The summer of 1832 was a bad one for New Yorkers. Not because of the heat, but because of the cholera epidemic that was ravaging the city. What made it especially difficult to cope with was that no one knew exactly how it spread, although many suspected it had something to do with contaminated water.
The city’s solution was to build the Croton Aqueducts almost a decade later—a water distribution system that brought in water from upstate New York into giant, newly constructed reservoirs in Central Park—with the goal to never run out of clean water again.

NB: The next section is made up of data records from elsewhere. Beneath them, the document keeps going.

PR #4501, opened 2022-10-30
Use go run for go:generate instead of download tools by makefile

nopcoder:
Remove download part of build process when using mockgen and oapi-gen to build code using go:generate.
By using `go run` the tool will be downloaded and cache once.


eden-ohana (approved):
Cool

PR #4512, opened 2022-10-30
GC: Refactor GC permissions name

### LINKED ISSUE #4500: GC+: Modify PrepareGarbageCollectionCommitsAction permission name
Suggest to modify `PrepareGarbageCollectionCommitsAction` to `PrepareGarbageCollectionAction` and reuse it for both the prepare commits and prepare uncommitted actions instead of creating two different permissions

N-o-Z:
Closes #4500 
@treeverse/ecosystem  FYI,

Not sure about the complete implications of this change - please give your opinion.
The other option is to create separate actions for prepare commits and prepare uncommitted - which makes a lot less sense in my opinion.


talSofer:
Thanks for making sure team @treeverse/ecosystem is in the loop on this one!

This change will break managed GC for the following reason - 
Each org in lakeFS cloud has a gc user associated with it, and this gc user has the following policy attached to it 
Screen Shot 2022-10-31 at 8 25 07
The policy includes everything the user needs to run GC. 

To your question, I also vote to creating separate permissions for prepare commits and prepare uncommitted because they are logically different.

N-o-Z:
> Thanks for making sure team @treeverse/ecosystem is in the loop on this one!
> 
> This change will break managed GC for the following reason - Each org in lakeFS cloud has a gc user associated with it, and this gc user has the following policy attached to it Screen Shot 2022-10-31 at 8 25 07 The policy includes everything the user needs to run GC.
> 
> To your question, I also vote to create separate permissions for prepare commits and prepare uncommitted because they are logically different. although you can rename but handle what I mentioned above

Thanks Talk for the input!

Obviously changing permission name means breaking the users who use these permissions. IMHO this change is needed. I think that the name given to the Action was inaccurate regardless, since this permission is de-facto for running GC and not for prepare commits - an operation that seemingly has no sense outside the context of the GC process. In addition adding another Action will burden the user with configuring additional permission for something that is going to be a single process

Jonathan-Rosenberg:
@N-o-Z, as you and @talSofer mentioned, this is a breaking change so it should be accompanied by a PR to change the soon-to-be broken permissions in the appropriate place (port it to existing lakeFS instances)

arielshaqed (commented):
> > Thanks for making sure team @treeverse/ecosystem is in the loop on this one!
[...]
> > To your question, I also vote to create separate permissions for prepare commits and prepare uncommitted because they are logically different. although you can rename but handle what I mentioned above
> 
> Thanks Tal for the input!
> 
> Obviously changing permission name means breaking the users who use these permissions. IMHO this change is needed. I think that the name given to the Action was inaccurate regardless, since this permission is de-facto for running GC and not for prepare commits - an operation that seemingly has no sense outside the context of the GC process. In addition adding another Action will burden the user with configuring additional permission for something that is going to be a single process

Regardless, as it stands this is a breaking change for any lakeFS user who has configured GC -- and _also_ for lakeFS cloud customers.  If we just want to be legalistic... It would require a new major version post-1.0.  Since we are pre-1.0, which is pretty much "anything goes" land, it would require "just" a new minor version and a strongly worded release note.

In the pre-KV world we required a migration for any change that broke existing installations.  I am blocking this change as it needs a similar migration.  Or instead allow _both_ spellings for this permission.

I am not sure how to do it post-KV, probably "just a script".  Pre-KV it would be a slightly nasty SQL statement that adds the new permission for any policy that included the old permission.  For instance [this](https://github.com/treeverse/lakeFS/blob/v0.69.0/pkg/ddl/000032_iam_add_attach_namespace.up.sql) was an extreme example :-)

N-o-Z:
> > > Thanks for making sure team @treeverse/ecosystem is in the loop on this one!
> > > [...]
> > > To your question, I also vote to create separate permissions for prepare commits and prepare uncommitted because they are logically different. although you can rename but handle what I mentioned above
> > 
> > 
> > Thanks Tal for the input!
> > Obviously changing permission name means breaking the users who use these permissions. IMHO this change is needed. I think that the name given to the Action was inaccurate regardless, since this permission is de-facto for running GC and not for prepare commits - an operation that seemingly has no sense outside the context of the GC process. In addition adding another Action will burden the user with configuring additional permission for something that is going to be a single process
> 
> Regardless, as it stands this is a breaking change for any lakeFS user who has configured GC -- and _also_ for lakeFS cloud customers. If we just want to be legalistic... It would require a new major version post-1.0. Since we are pre-1.0, which is pretty much "anything goes" land, it would require "just" a new minor version and a strongly worded release note.
> 
> In the pre-KV world we required a migration for any change that broke existing installations. I am blocking this change as it needs a similar migration. Or instead allow _both_ spellings for this permission.
> 
> I am not sure how to do it post-KV, probably "just a script". Pre-KV it would be a slightly nasty SQL statement that adds the new permission for any policy that included the old permission. For instance [this](https://github.com/treeverse/lakeFS/blob/v0.69.0/pkg/ddl/000032_iam_add_attach_namespace.up.sql) was an extreme example :-)

Thanks @arielshaqed,

As I understand, the only current standing argument not to change the permission name is the need for migration?
I'd like to know if you think there's another argument as to why we need separate permissions for operations that seems to be entirely internal workings of the GC process which the user should not be aware of.
As a user, I would not understand why I need to define 2 different permissions just to run the GC job.
If you also agree that this makes no sense - it might be advisable to do it as soon as possible, while the user base is still small and the implications will be less heavy.

arielshaqed:
[...]

> Thanks @arielshaqed,
> 
> As I understand, the only current standing argument not to change the permission name is the need for migration? I'd like to know if you think there's another argument as to why we need separate permissions for operations that seems to be entirely internal workings of the GC process which the user should not be aware of. As a user, I would not understand why I need to define 2 different permissions just to run the GC job. If you also agree that this makes no sense - it might be advisable to do it as soon as possible, while the user base is still small and the implications will be less heavy.

The only blocker as far as I'm concerned is migration.

About the rest: I have no strong opinions about naming here.  I have a preference *against* unifying permissions, but it is not blocking.

# Possible damage with this permission

Generally I like to have fine-grained permissions.  One way I think of permissions is not only through "what value does this permission add?" but especially through "what damage can someone with the permission do?".  Seen through this lens, the two permissions are very different:
* Prepare committed GC returns all commits.
* Prepare uncommitted GC returns a bunch of object references.
So they are qualitatively different.

# Commit IDs

AFAIU returning all commit IDs does no damage.  I can probably use timing to guess commit IDs merely by using the digest expansion feature to traverse the trie of commits.  I just try to fetch a prefix.  If I get a hit then I found a commit; otherwise I try to distinguish between "no commit with this prefix" and "multiple commits with this prefix" by timing (no commit IDs is 1 failing access, >1 commit ID is >=2 successful fetches -- should be possible to time from nearby).  I can repeat this some fixed number of times, and get a pretty good picture of all commits in time linear in the number of commits.

Once I have a commit, I have metadata access but still no way to access data.

# Objects

We should _not_ need to give users ListObjects permissions on the data bucket, not even for direct-access (lakeFSFS).  So there is literally no way a user can discover valid object paths without prepareUncommittedObjects or something.

If I have an object reference and ReadObject on the bucket, I have full data access to that object.  Even worse, uncommitted objects to be deleted might be exactly those with the data I would most like to protect!

So the two permissions do not appear equivalent.

# Why not 2 permissions?

My preference (again, non-blocking!) would be to keep 2 separate permissions.  Then put both or neither of them on each preconfigured policy.  But configure what each one does.

And yes, we still need an upgrade script to fix existing policies however we decide!

N-o-Z:
@arielshaqed 

AFAIU Non of the APIs return any information but the location of where to read the files containing the data created by the APIs.
To read the files from `_lakefs` you need the correct permissions that have nothing to do with the GC permissions.
According to what you say - anyone with permission to this path can read all the files generated by any GC run anytime and in addition can read the metaranges and ranges for the repository.

I can't say I agree with the justifications given, but since I feel there's a lot of push back - I'm going to close this issue

PR #4704, opened 2022-11-30
UGC DataLister improve list files by iterator

nopcoder:


clients/spark/core/src/main/scala/io/treeverse/gc/DataLister.scala
```diff
@@ -32,33 +31,39 @@ class NaiveDataLister extends DataLister {
...
   }
 
   override def listData(configMapper: ConfigMapper, path: Path): DataFrame = {
     import spark.implicits._
+
     val slices = listPath(configMapper, path)
-    val pathStr = path.toString
     val objectsUDF = udf((sliceId: String) => {
-      val slicePath = new Path(pathStr, sliceId)
+      val slicePath = new Path(path, sliceId)
```
N-o-Z, line 59: This fails in older versions sine Path is not serializable

N-o-Z (changes requested):
Reviewed only the DataLister code. 
Looks great - I wonder how much faster this improvement is compared to the previous code.
Add one comment

N-o-Z (approved):
Thanks!

johnnyaug (approved):

PR #4709, opened 2022-11-30
Fix committed addresses listing

### LINKED ISSUE #4708: GC+: Committed address has both absolute and relative columns

itaiad200:
Fix #4708


itaiad200:
Dup

PR #4715, opened 2022-11-30
GC+: Ignore external addresses in CommittedAddressLister

### LINKED ISSUE #4641: GC+: Committed and Uncommitted listing do not skip external addresses
Uncommitted GC will only cleanup objects in the storage namespace. Committed & uncommitted data frames should not include external (imported) addresses.

N-o-Z:
Closes #4641

### DIFF
--- a/clients/spark/core/src/main/scala/io/treeverse/gc/CommittedAddressLister.scala
+++ b/clients/spark/core/src/main/scala/io/treeverse/gc/CommittedAddressLister.scala
@@ -24,8 +24,12 @@ class NaiveCommittedAddressLister extends CommittedAddressLister {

For New Yorkers at the time, the reservoirs must have seemed like a modern-day Pool of Bethesda. The Gospel of John tells of how an angel would come down and stir the pool of Bethesda with his hand, miraculously curing the first person to enter the water after the angel left. “For an angel went down at a certain time into the pool [of Bethesda and] stirred up the water; then whoever stepped in first, after the stirring of the water, was made well of whatever disease he had” John 5:4. When Emma Stebbins created her angel fountain statue for the park, she included this quote to commemorate how the aqueducts brought clean water to the city and ended the cholera epidemic.
The Croton Aqueducts in Central Park are long gone now, but the “Angel of the Waters” statue still stands, reminding us of both the horror of the disease and the beauty of healing.